Foto © APAÖVP-Chef Michael Spindelegger
"Nach dem schwierigen letzten Jahr war klar, dass wir mit der Entscheidung nicht auf das Ende des Prozesses warten können, nach dem Motto: Schauen wir einmal, ob er überhaupt verurteilt wird", so ein ÖVP-Spitzenpolitiker. 2011 war ein "annus horribilis" für die Volkspartei: Neben dem Wechsel an der Parteispitze mussten nach Skandalen Ernst Strasser und Helga Ranner zurücktreten, Fritz Grillitsch wurde als Bauernbundpräsident kalt entmachtet. Im Zuge der Telekom-Affäre schied Wolfgang Schüssel aus der Politik aus.
Generalsekretär Johannes Rauch verweist darauf, dass in der ÖVP die Uhren anders gehen als bei der FPK mit Uwe Scheuch: "Martinz legt andere moralische Maßstäbe bei sich an als andere Mitglieder der Landesregierung." Kärnten zählt neben Wien schon seit Längerem zu den Sorgenkindern der Bundes-ÖVP. An einer personellen Erneuerung war bereits Josef Pröll interessiert.

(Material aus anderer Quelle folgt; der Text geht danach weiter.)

PR #1463, opened 2023-08-25
Update FreeBSD on CI

devnexen:


domenukk:
You could comment out all non-freebsd CI tasks for testing

devnexen:
after several attemps, did not get any failure.

domenukk:
Yeah, it seems to be a rare case. Maybe a bug in the standard library or something? Or could the VM pause and resume?

devnexen:
I ve read the freebsd implementation, I see nothing wrong (there is even a fallback) but I recall there was an update/rewrite on the affinity api between 13.1/13.2 maybe there is that but maybe not related at all too ..
Anyway it was the opportunity to upgrade, 13.1 is EOL already.

PR #1465, opened 2023-08-26
llmp update proposal.

devnexen:


libafl_bolts/src/llmp.rs
```diff
@@ -1922,6 +1922,31 @@ where
     shmem_provider: SP,
 }
 
+#[inline]
+fn binary_search<SP: ShMemProvider>(
```
domenukk, line 1926: Looks like we could also just use this method from the stdlib (TIL):
https://doc.rust-lang.org/std/primitive.slice.html#method.binary_search_by

libafl_bolts/src/llmp.rs
```diff
@@ -1922,6 +1922,31 @@ where
...
+    llmp_clients: &Vec<LlmpReceiver<SP>>,
+    client_id: ClientId,
+) -> Option<usize> {
+    let mut left = 0;
+    let mut right = llmp_clients.len().checked_sub(1).expect("no clients");
```
domenukk, line 1931: I would return a result for this condition, unless we know it can never happen

libafl_bolts/src/llmp.rs
```diff
@@ -1922,6 +1922,36 @@ where
...
 
+#[inline]
+fn binary_search<SP: ShMemProvider>(
+    llmp_clients: &Vec<LlmpReceiver<SP>>,
+    client_id: ClientId,
+) -> Option<usize> {
+    let mut left = 0;
+    let mut right: usize;
+
+    match llmp_clients.len().checked_sub(1) {
```
domenukk, line 1933: Why not `.is_empty`?

domenukk:
Thanks :)

PR #1467, opened 2023-08-27
fix some docs and use `slice::fill` instead of manual implementation

lenawanel:


lenawanel:
I'm confused why the test failed.
the only commit changing code is [f946651](https://github.com/AFLplusplus/LibAFL/pull/1467/commits/f9466518996dbb287f13ac90c4f540fe52b50d08). 
and the panicking line https://github.com/AFLplusplus/LibAFL/blob/713f0c59138c115fb1f8178615accfe7399bf052/libafl_bolts/src/llmp.rs#L2721 
does not use the `buffer_set` function. in fact `buffer_set` is only called in `mutators.rs`.

domenukk:
Appears to be an issue in Main :/

domenukk:
Thanks! :)

PR #1471, opened 2023-08-28
remove unneeded loop in `SpliceMutator::mutate`

lenawanel:
previously this searched for the first and the last difference between the same 2 inputs 3 times in a loop


andreafioraldi (approved):

domenukk:
I wonder if the loop originally should have... done something? Like, pick something different at random or so? Or a different testcase?
But in any case it never did that, so..

addisoncrump (approved):
I don't see any reason this is incorrect, but I'm not super familiar with this exact code section. Seems deterministic.

domenukk:
Yep I was just wondering if the original intent was different..

PR #1479, opened 2023-08-29
Fixes for serdeany_autoreg

addisoncrump:
This fixes serdeany_autoreg for downstream users to automatically get the appropriate version of autoreg according to which feature they enable.


libafl_libfuzzer/Cargo.toml
```diff
@@ -25,7 +25,6 @@ rustversion = "1.0"
 
 [features]
 #! ## Feature Flags
-document-features = ["dep:document-features"]
```
domenukk, line 28: Shouldn't be here, right?

domenukk: Ah it doesn't have the cfg-attr, probably I forgot it - see:
https://github.com/AFLplusplus/LibAFL/blob/7d2c854b714cd636d4875369ea8509967ea9abe4/libafl/src/lib.rs#L6

domenukk: Anyway please add that line as well, main fails because I forgot :) 
```rust
error[E0433]: failed to resolve: use of undeclared crate or module `document_features`
  --> libafl_libfuzzer/src/lib.rs:73:10
   |
73 | #![doc = document_features::document_features!()]
   |          ^^^^^^^^^^^^^^^^^ use of undeclared crate or module `document_features`
   ```

addisoncrump: I just made it not optional -- no reason to, anyways.

domenukk: Fixed in #1480

domenukk:
This needs a `cargo fmt`

PR #1481, opened 2023-08-29
reduce memory usage of the `construct_automata` script

lenawanel:
this is a series of commits aiming to increasing the speed and reduce the memory usage of the `construct_automaton` crate. 
I don't see any further big gains except making `Trigger` hold `&str`s instead of strings, or parallelizing the loop at line 141. 
making `Trigger`s hold `&str` in particular might reduce the memory usage to an extend where it becomes possible to use the crate on the provided js grammar without an it being killed by OOM. 
It would however be a breaking change, since the deserialized source all `Automaton` structs in fuzzers would need to live as long as them.


andreafioraldi:
Hey, ty, have you extensively tested that the output is like before? In that case, LGTM we can merge it

lenawanel:
I tested it with every provided grammar except the `test1` grammar and up to a stack limit of 4 for the js grammar, and they produce the same output.

PR #1483, opened 2023-08-29
Update LibAFL_CC README.md

kiwids0220:
Updated with steps to compile LLVM from source tree

### DIFF
--- a/libafl_cc/README.md
+++ b/libafl_cc/README.md
@@ -6,3 +6,26 @@ The online documentation for this crate is available [here](https://docs.rs/crat
 
 Currently, we support LLVM version 11 up to 18, but other versions may work.
 To install LLVM, use the official [download page](https://releases.llvm.org/download.html).
+
+The LLVM tools (including clang, clang++) are needed (newer than LLVM 11.0.0 up to LLVM 17.0.0)
+ - When compiling LLVM tools on Windows, you can try to compile LLVM with the below commands (tested on LLVM 16.0.6).
+ - NOTE: This assumes you have Visual Studio 17 2022 and MSVC v143 Tools installed under "Individual Components"
+```sh
+## Start x64 Native Tools Command Prompt for VS 2022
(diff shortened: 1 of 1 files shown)


domenukk:
Thanks! :)

libafl_cc/README.md
```diff
@@ -6,3 +6,26 @@ The online documentation for this crate is available [here](https://docs.rs/crat
...
+ - NOTE: This assumes you have Visual Studio 17 2022 and MSVC v143 Tools installed under "Individual Components"
+```sh
+## Start x64 Native Tools Command Prompt for VS 2022
+RUN AS ADMINISTRATOR: %comspec% /k "C:\Program Files\Microsoft Visual Studio\2022\Community\VC\Auxiliary\Build\vcvars64.bat"
+
+## Cloning the LLVM project repo
+git clone https://github.com/llvm/llvm-project.git llvm
+
+## Building Clang project first, the CMAKE_INSTALL_PREFIX is important here, make sure to select a folder path that doesn't contain any spaces in it
+$ cmake -S llvm\llvm -B build -DLLVM_ENABLE_PROJECTS=clang -DLLVM_TARGETS_TO_BUILD=X86 -Thost=x64 -DCMAKE_INSTALL_PREFIX=C:\llvm
```
tokatoka, line 21: Is this correct to set `DLLVM_TARGETS_TO_BUILD=X86`
(shouldn't this be x86-64?)

kiwids0220: I believe so since there is no x86_64 under [targets](https://github.com/llvm/llvm-project/tree/48a8262cb8dce16b0e64cb1aec1d74dc96e5d551/llvm/lib/Target), I retried with cmake to target `x86_64` with LLVM_EXPERIMENTAL_TARGETS_TO_BUILD but CMAKE spits back at me with ` add_subdirectory given source "x86_64" which is not an existing directory. & Target x86_64 is not in the set of libraries.`  But I dunno why this is the case. I would be interested to find out.

tokatoka: ok thanks

PR #2280, opened 2024-06-06
LLmp hooks

rmalmain:
replaces closures in llmp with a proper hook system, built using the tuple pattern.
we should use this pattern whenever we can imho, it s a good design

### DIFF
--- a/libafl/src/events/launcher.rs
+++ b/libafl/src/events/launcher.rs
@@ -41,6 +41,7 @@ use libafl_bolts::{
 };
 use libafl_bolts::{
     core_affinity::{CoreId, Cores},
+    llmp::LlmpBroker,
     shmem::ShMemProvider,
     tuples::tuple_list,
 };
@@ -48,13 +49,11 @@ use libafl_bolts::{
 use typed_builder::TypedBuilder;
 
 use super::hooks::EventManagerHooksTuple;
+use crate::events::llmp::centralized::CentralizedLlmpHook;
 #[cfg(feature = "adaptive_serialization")]
 use crate::observers::TimeObserver;
 #[cfg(all(unix, feature = "std", feature = "fork"))]
-use crate::{
-    events::centralized::{CentralizedEventManager, CentralizedLlmpEventBroker},
-    state::UsesState,
-};
+use crate::{events::centralized::CentralizedEventManager, state::UsesState};
 #[cfg(feature = "std")]
 use crate::{
     events::{
@@ -167,8 +166,8 @@ where
 impl<'a, CF, MT, S, SP> Launcher<'a, CF, (), MT, S, SP>
 where
     CF: FnOnce(Option<S>, LlmpRestartingEventManager<(), S, SP>, CoreId) -> Result<(), Error>,
-    MT: Monitor + Clone,
-    S: State + HasExecutions,
+    MT: Monitor + Clone + 'static,
+    S: State + HasExecutions + 'static,
     SP: ShMemProvider + 'static,
 {
     /// Launch the broker and the clients and fuzz
@@ -190,8 +189,8 @@ impl<'a, CF, EMH, MT, S, SP> Launcher<'a, CF, EMH, MT, S, SP>
 where
     CF: FnOnce(Option<S>, LlmpRestartingEventManager<EMH, S, SP>, CoreId) -> Result<(), Error>,
     EMH: EventManagerHooksTuple<S> + Clone + Copy,
-    MT: Monitor + Clone,
-    S: State + HasExecutions,
+    MT: Monitor + Clone + 'static,
+    S: State + HasExecutions + 'static,
     SP: ShMemProvider + 'static,
 {
     /// Launch the broker and the clients and fuzz with a user-supplied hook
@@ -562,8 +561,8 @@ where
         CentralizedEventManager<StdCentralizedInnerMgr<S, SP>, SP>,
         CoreId,
     ) -> Result<(), Error>,
-    MT: Monitor + Clone,
-    S: State + HasExecutions,
+    MT: Monitor + Clone + 'static,
+    S: State + HasExecutions + 'static,
     SP: ShMemProvider + 'static,
 {
     /// Launch a standard Centralized-based fuzzer
@@ -601,8 +600,8 @@ where
         CentralizedEventManager<IM, SP>, // No hooks for centralized EM
         CoreId,
     ) -> Result<(), Error>,
-    MT: Monitor + Clone,
-    S: State + HasExecutions,
+    MT: Monitor + Clone + 'static,
+    S: State + HasExecutions + 'static,
     SP: ShMemProvider + 'static,
 {
     /// Launch a Centralized-based fuzzer.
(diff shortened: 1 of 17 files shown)


rmalmain:
there is a change i'd like to add, don't merge for now

libafl/src/events/launcher.rs
```diff
@@ -663,12 +665,22 @@ where
...
+                    self.shmem_provider.clone(),
+                    tuple_list!(llmp_centralized_hook),
+                    self.centralized_broker_port,
+                    true,
+                )?;
+
+                // Run in the broker until all clients exit
+                broker.loop_with_timeouts(Duration::from_secs(30), Some(Duration::from_millis(5)));
+
+                println!("The last client quit. Exiting.");
```
tokatoka, line 681: log::info!("The last client quit. Exiting.");

libafl/src/events/llmp/hooks/centralized.rs
```diff
@@ -0,0 +1,117 @@
...
+#[cfg(feature = "llmp_compression")]
+use crate::events::COMPRESS_THRESHOLD;
+use crate::{
+    events::{BrokerEventResult, Event, _LLMP_TAG_TO_MAIN},
+    inputs::Input,
+};
+
+/// An LLMP-backed event manager for scalable multi-processed fuzzing
+pub struct CentralizedLlmpHook<I, SP>
+where
```
tokatoka, line 20: You never need to add type constraint to `pub struct`

libafl/src/events/llmp/hooks/centralized.rs
```diff
@@ -0,0 +1,117 @@
...
+                BrokerEventResult::Handled => Ok(LlmpMsgHookResult::Handled),
+            }
+        } else {
+            Ok(LlmpMsgHookResult::ForwardToClients)
+        }
+    }
+}
+
+impl<I, SP> Debug for CentralizedLlmpHook<I, SP>
+where
```
tokatoka, line 67: Here, too.
you don't need sp to be shmem provider or i to be input to implement Debug

libafl/src/events/llmp/hooks/centralized.rs
```diff
@@ -0,0 +1,117 @@
...
+{
+    #[cfg(feature = "llmp_compression")]
+    compressor: GzipCompressor,
+    phantom: PhantomData<(I, SP)>,
+}
+
+impl<I, SP> LlmpHook for CentralizedLlmpHook<I, SP>
+where
+    I: Input,
+    SP: ShMemProvider + 'static,
```
tokatoka, line 32: and this `SP` is not needed too.
but at this point you can just do fn on_new_message<I>

libafl/src/events/llmp/hooks/centralized.rs
```diff
@@ -0,0 +1,117 @@
...
+        let debug_struct = debug_struct.field("compressor", &self.compressor);
+
+        debug_struct
+            .field("phantom", &self.phantom)
+            .finish_non_exhaustive()
+    }
+}
+
+impl<I, SP> CentralizedLlmpHook<I, SP>
+where
```
tokatoka, line 84: here too

libafl/src/events/llmp/restarting.rs
```diff
@@ -468,7 +467,12 @@ where
                     broker.set_exit_cleanly_after(exit_cleanly_after);
                 }
 
-                broker.broker_loop()
+                broker.loop_with_timeouts(Duration::from_secs(30), Some(Duration::from_millis(5)));
+
+                #[cfg(feature = "llmp_debug")]
+                println!("The last client quit. Exiting.");
```
tokatoka, line 473: log::info!() here

libafl_bolts/examples/llmp_test/main.rs
```diff
@@ -90,39 +92,47 @@ fn large_msg_loop(port: u16) -> Result<(), Box<dyn std::error::Error>> {
...
+    fn on_new_message(
+        &mut self,
+        client_id: ClientId,
+        msg_tag: &mut Tag,
+        _msg_flags: &mut Flags,
+        msg: &mut [u8],
+    ) -> Result<LlmpMsgHookResult, Error> {
+        match *msg_tag {
+            _TAG_SIMPLE_U32_V1 => {
+                println!(
```
tokatoka, line 108: log::info!() here

libafl_bolts/src/llmp.rs
```diff
@@ -675,14 +700,15 @@ impl LlmpMsg {
 
 /// An Llmp instance
 #[derive(Debug)]
-pub enum LlmpConnection<SP>
+pub enum LlmpConnection<MT, SP>
 where
+    MT: LlmpHookTuple,
```
tokatoka, line 705: this bound on MT is not necessary

tokatoka (changes requested):
some bounds are not necessary and you should try to delete them

libafl/src/events/llmp/hooks/centralized.rs
rmalmain: Ok, but not sure removing bounds completely from structs helps for readability.
It's not necessary, but it's very unlikely you will ever want to use the struct with something else than the main bound(s) you have in mind.
I think it's good to actually see what the kind of object we want to work with is like directly, instead of having to scroll until the actual place we put the bound, but maybe there's a reason i didn't notice?

libafl_bolts/examples/llmp_test/main.rs
tokatoka: yes

libafl/src/events/llmp/hooks/centralized.rs
rmalmain: hum I see, it's a good point. if we make sure to keep the bounds consistent ok.
i'll propagate the changes.

rmalmain:
separated hooks from inner state.
that way, we can pass the state to the hooks, it's useful if we want the broker to do some actions during the callback.

libafl/src/events/launcher.rs
```diff
@@ -167,8 +169,8 @@ where
 impl<'a, CF, MT, S, SP> Launcher<'a, CF, (), MT, S, SP>
 where
     CF: FnOnce(Option<S>, LlmpRestartingEventManager<(), S, SP>, CoreId) -> Result<(), Error>,
-    MT: Monitor + Clone,
-    S: State + HasExecutions,
+    MT: Monitor + Clone + 'static,
+    S: State + HasExecutions + 'static,
```
domenukk, line 173: This looks really bad, state cannot be static?

domenukk:
What's wrong with closures?

libafl/src/events/launcher.rs
tokatoka: yes these guys do not have to be static.

libafl/src/events/llmp/restarting.rs
```diff
@@ -448,27 +448,33 @@ impl<EMH, MT, S, SP> RestartingMgr<EMH, MT, S, SP>
 where
     EMH: EventManagerHooksTuple<S> + Copy + Clone,
     SP: ShMemProvider,
-    S: State + HasExecutions,
-    MT: Monitor + Clone,
+    S: State + HasExecutions + 'static,
```
tokatoka, line 451: problem is here. you don't need this static

libafl/src/events/llmp/restarting.rs
```diff
@@ -375,8 +375,8 @@ pub fn setup_restarting_mgr_std<MT, S>(
     Error,
 >
 where
-    MT: Monitor + Clone,
-    S: State + HasExecutions,
+    MT: Monitor + Clone + 'static,
+    S: State + HasExecutions + 'static,
```
tokatoka, line 379: this too. all the static is unnecessary

libafl/src/events/launcher.rs
rmalmain: yes, i tested something and forgot to revert, I'll pr with the fix

PR #2281, opened 2024-06-06
fix WeightedScheduler reporting incorrect queue cylces

R9295:
WeightedScheduler would never report a complete cycle since the runs would always be set to zero before it got the chance to surpass the corpus count. This PR fixes it

### DIFF
--- a/libafl/src/schedulers/weighted.rs
+++ b/libafl/src/schedulers/weighted.rs
@@ -340,7 +340,7 @@ where
             };
 
             // Update depth
-            if runs_in_current_cycle == corpus_counts {
+            if runs_in_current_cycle >= corpus_counts {
                 let psmeta = state.metadata_mut::<SchedulerMetadata>()?;
                 psmeta.set_queue_cycles(psmeta.queue_cycles() + 1);
             }
--- a/libafl/src/schedulers/weighted.rs
+++ b/libafl/src/schedulers/weighted.rs
@@ -324,13 +324,13 @@ where
 
             let wsmeta = state.metadata_mut::<WeightedScheduleMetadata>()?;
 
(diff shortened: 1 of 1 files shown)


libafl/src/schedulers/weighted.rs
```diff
@@ -324,13 +324,13 @@ where
 
             let wsmeta = state.metadata_mut::<WeightedScheduleMetadata>()?;
 
-            let current_cycles = wsmeta.runs_in_current_cycle();
+            let runs_in_current_cycle = wsmeta.runs_in_current_cycle();
 
             // TODO deal with corpus_counts decreasing due to removals
-            if current_cycles >= corpus_counts {
+            if runs_in_current_cycle >= corpus_counts {
                 wsmeta.set_runs_current_cycle(0);
```
R9295, line 331: The issue

libafl/src/schedulers/weighted.rs
```diff
@@ -340,7 +340,7 @@ where
             };
 
             // Update depth
-            if current_cycles > corpus_counts {
+            if runs_in_current_cycle == corpus_counts {
```
tokatoka, line 343: i think >= is better? addison added that check because corpus_counts could actually decrease..

tokatoka: what i mean is that you can get corpus_counts decreased by N so runs_in_current_cycle is not necessarily equal to corpus count but you still have to update it.

R9295: Ah, makes sense.

domenukk:
First letter of the PR description should be uppercase in this repo ;)

domenukk:
Thanks!

PR #2282, opened 2024-06-06
fix: `libafl_libfuzzer` build script

crepererum:
- features check was inverted
- print helpful message when `llvm-nm` wasn't found, which happens to be the case on _stable_


crepererum:
Build failure seems unrelated and is also present in our PRs, I guess due to recent nightly changes. I'm happy to rebase that PR though.

tokatoka:
thank you

PR #2283, opened 2024-06-06
feat: generic cleanup

addisoncrump:
This PR attempts to massively simplify usage of generics throughout the code base, as well as reducing constraints on how one may use generic types.

Most critically so far, this PR:
- partially reverts #767, #836, #881 (these were misguided based on overconstrained design goals)
- rework of Differential{Observer{,sTuple},Executor} to be safe (#868)

### DIFF
--- a/libafl/src/corpus/cached.rs
+++ b/libafl/src/corpus/cached.rs
@@ -11,7 +11,7 @@ use crate::{
         inmemory_ondisk::InMemoryOnDiskCorpus, ondisk::OnDiskMetadataFormat, Corpus, CorpusId,
         HasTestcase, Testcase,
     },
-    inputs::{Input, UsesInput},
+    inputs::Input,
     Error,
 };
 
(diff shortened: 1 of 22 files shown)


libafl/src/corpus/cached.rs
```diff
@@ -20,27 +20,13 @@ use crate::{
...
-where
-    I: Input,
-{
+pub struct CachedOnDiskCorpus<I> {
     inner: InMemoryOnDiskCorpus<I>,
     cached_indexes: RefCell<VecDeque<CorpusId>>,
     cache_max_len: usize,
 }
 
-impl<I> UsesInput for CachedOnDiskCorpus<I>
```
domenukk, line 33: Why would we want a corpus of non-inputs?

domenukk:
image
I love this

libafl/src/corpus/cached.rs
addisoncrump: I have entirely removed Uses{Input,State} because it overconstrains usage. We have better ways to implement this by "moving down" the constraint to the relevant callsite.

addisoncrump: Also, you'll notice that the implementations of Corpus still constraint I: Input :P

PR #2284, opened 2024-06-07
Remove unused static bound

rmalmain:
Remove unused static bounds inserted in #2280.


rmalmain:
the compiler ended up complaining for every `'static` bound. any idea to remove them? @tokatoka @domenukk

tokatoka:
hover over the error and see which one requires that bound. and delete the one that requires you to add the bound

PR #2285, opened 2024-06-07
Delete 'static

tokatoka:


rmalmain:
why was the static bound there for the `ShMemProvider` in the first place? i didn't touch because i thought there was a good reason for it to be there

tokatoka:
in some parts it is necessary.
then people copy paste it around.

rmalmain:
ok i see, so we can delete them as long as the compiler does not complain i guess

PR #2299, opened 2024-06-11
Fixing Frida ASAN tests on Windows

mkravchik:
This PR fixes libafl_frida ASAN tests on Windows. There are a few things left to fix: the newly added Frida allocator test (on Windows) and adding these tests to the CI on Windows (it looks like they do not run; guidance on how to add them properly would be appreciated).


tokatoka:
you should make a fuzzer folder named windows_asan_test and there make a Makefile.toml file to run the test

mkravchik:
> you should make a fuzzer folder named windows_asan_test and there make a Makefile.toml file to run the test

So it will be different between windows and linux?

tokatoka:
ok

tokatoka:
wait but i think your log is too redundant

mkravchik:
About your test suggestion - do you know if any other tests are set up like that?

tokatoka:
there's cmplog test in frida_gdi.

tokatoka:
@mkravchik 
I just noticed this...
Could you please remove building test_harness.cpp from the libafl_frida's build script?
It's more appropriate to do this in one of the fuzzer example, not in the main build script

s1341:
@tokatoka I disagree. this is part of the frida unit test suite. not a fuzzer...

libafl_frida/src/lib.rs
```diff
@@ -375,6 +377,14 @@ mod tests {
         executor::FridaInProcessExecutor,
         helper::FridaInstrumentationHelper,
     };
+    #[cfg(unix)]
+    #[global_allocator]
+    static GLOBAL: MiMalloc = MiMalloc;
```
domenukk, line 382: A library should never set the global allocator

domenukk:
In any case, we should only build it when running tests, not everytime

PR #2300, opened 2024-06-11
Add support for cycling PowerSchedule on completion of a queue cycle in WeightedScheduler

R9295:
Based on:
https://github.com/AFLplusplus/AFLplusplus/blob/stable/src/afl-fuzz.c#L2764-L2798

There are a few schedules which need to be implemented

### DIFF
--- a/libafl/src/schedulers/weighted.rs
+++ b/libafl/src/schedulers/weighted.rs
@@ -136,7 +136,7 @@ where
 
     /// Cycle the `PowerSchedule` on completion of a queue cycle
     #[must_use]
-    pub fn cycle_schedules(mut self) -> Self {
+    pub fn cycling_scheduler(mut self) -> Self {
         self.cycle_schedules = true;
         self
     }
--- a/libafl/src/schedulers/weighted.rs
+++ b/libafl/src/schedulers/weighted.rs
@@ -101,7 +101,7 @@ pub struct WeightedScheduler<C, F, O, S> {
     map_observer_handle: Handle<C>,
     last_hash: usize,
     phantom: PhantomData<(F, O, S)>,
-    /// Change strategy on completion of every queue cycle.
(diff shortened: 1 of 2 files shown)


libafl/src/schedulers/weighted.rs
```diff
@@ -127,10 +129,18 @@ where
...
             last_hash: 0,
             table_invalidated: true,
+            cycle_schedules: false,
             phantom: PhantomData,
         }
     }
 
+    /// Cycle the `PowerSchedule` on completion of a queue cycle
+    #[must_use]
+    pub fn cycle_schedules(mut self) -> Self {
```
domenukk, line 139: Shouldn't this be something like `cycling_shedulers` or so?

R9295: IMO this is more consistent with `track_novelties` or `track_indices`

domenukk:
First letter uppercase in PRs, please :)

libafl/src/schedulers/weighted.rs
domenukk: Those are methods, not Constructors, though, right? I feel like there's a difference (but I will also accept this name if you prefer)

R9295: They return Self tho. That's why I feel like this is more consistent

domenukk: The methods only return `Self` because we hack the type system, it's really just setting the value and changing the type - it's not a Constructor (they eat a `self`)

domenukk: See https://github.com/AFLplusplus/LibAFL/blob/03d8d2eb08b5112d5476949a06b90b13849d738e/libafl/src/observers/map/mod.rs#L129

R9295: Ok I can change it to `cycling_scheduler`

PR #2303, opened 2024-06-11
Use filename for MmapShMemProvider

tokatoka:


libafl_bolts/src/shmem.rs
```diff
@@ -691,22 +684,27 @@ pub mod unix_shmem {
 
         impl MmapShMem {
             /// Create a new [`MmapShMem`]
+            /// This will *NOT* automatically delete the shmem files, meaning that it's user's responsibility to delete all `/dev/shm/libafl_*` after fuzzing
```
momvart, line 689: Can you reflect it in the samples using it? I mean properly tracking and closing (deleting) those files.

tokatoka: what i mean is that it user should run rm -rf /dev/shm/libafl_* after fuzzing.
i don't think i should do it in the rust code

momvart: Isn't it a bit risky? I'm not sure about what shm files a process is permitted to remove but this looks quite troublesome to me in certain concurrent scenarios.
Anyway, can't `Launcher` or clients hold the used instances of `ShMem` and drop them in the end?

tokatoka: If you have more than one fuzzer runnning then it is risky 
There's no way to track which fuzzer opens what file in /dev/shm/*.
as i said, this thing needs a ref counter

> Anyway, can't Launcher or clients hold the used instances of ShMem and drop them in the end?
Not that simple. multiple processes are involved here and they all have all access to the shared /dev/shm/libafl_{id}.
Then there's no way to know who is the last one to hold access to it. (Ideally this guy should close it)

tokatoka: Well. but for `Launcher` then you can do it. but it's not a generic solution

momvart: Yeah I guess `Launcher` is the last one.

I would like to say let's keep the examples upgraded with clean-ups as they are kind of the main reference of how to use `LibAFL` properly.

tokatoka: *theoretically* it's the last one. 

but in reality you never reach the end of the launcher's code.
people in general quit fuzzing by just pressing ctrl-c. 
so if you want to do this then you could just instead install a ctrl-c handler at every Mmap instantiation, which is a dirty solution. 

and i would say it's typing rm -rf /dev/shm/libafl_* manually is far better than that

Während FPÖ-Chef Heinz-Christian Strache den Rücktritt von Martinz begrüßt, fordert BZÖ-Chef Josef Bucher Neuwahlen. FPK und ÖVP seien ein Hort der politischen Instabilität und kümmern sich nur um eigene Skandale, so BZÖ-Obmann Josef Bucher, ein Kärntner. SPÖ-Bundesgeschäftsführer Günther Kräuter fordert FPÖ-Obmann Strache auf, sich ein Beispiel an der ÖVP zu nehmen und den in erster Instanz verurteilten Uwe Scheuch zum Rücktritt zu bewegen.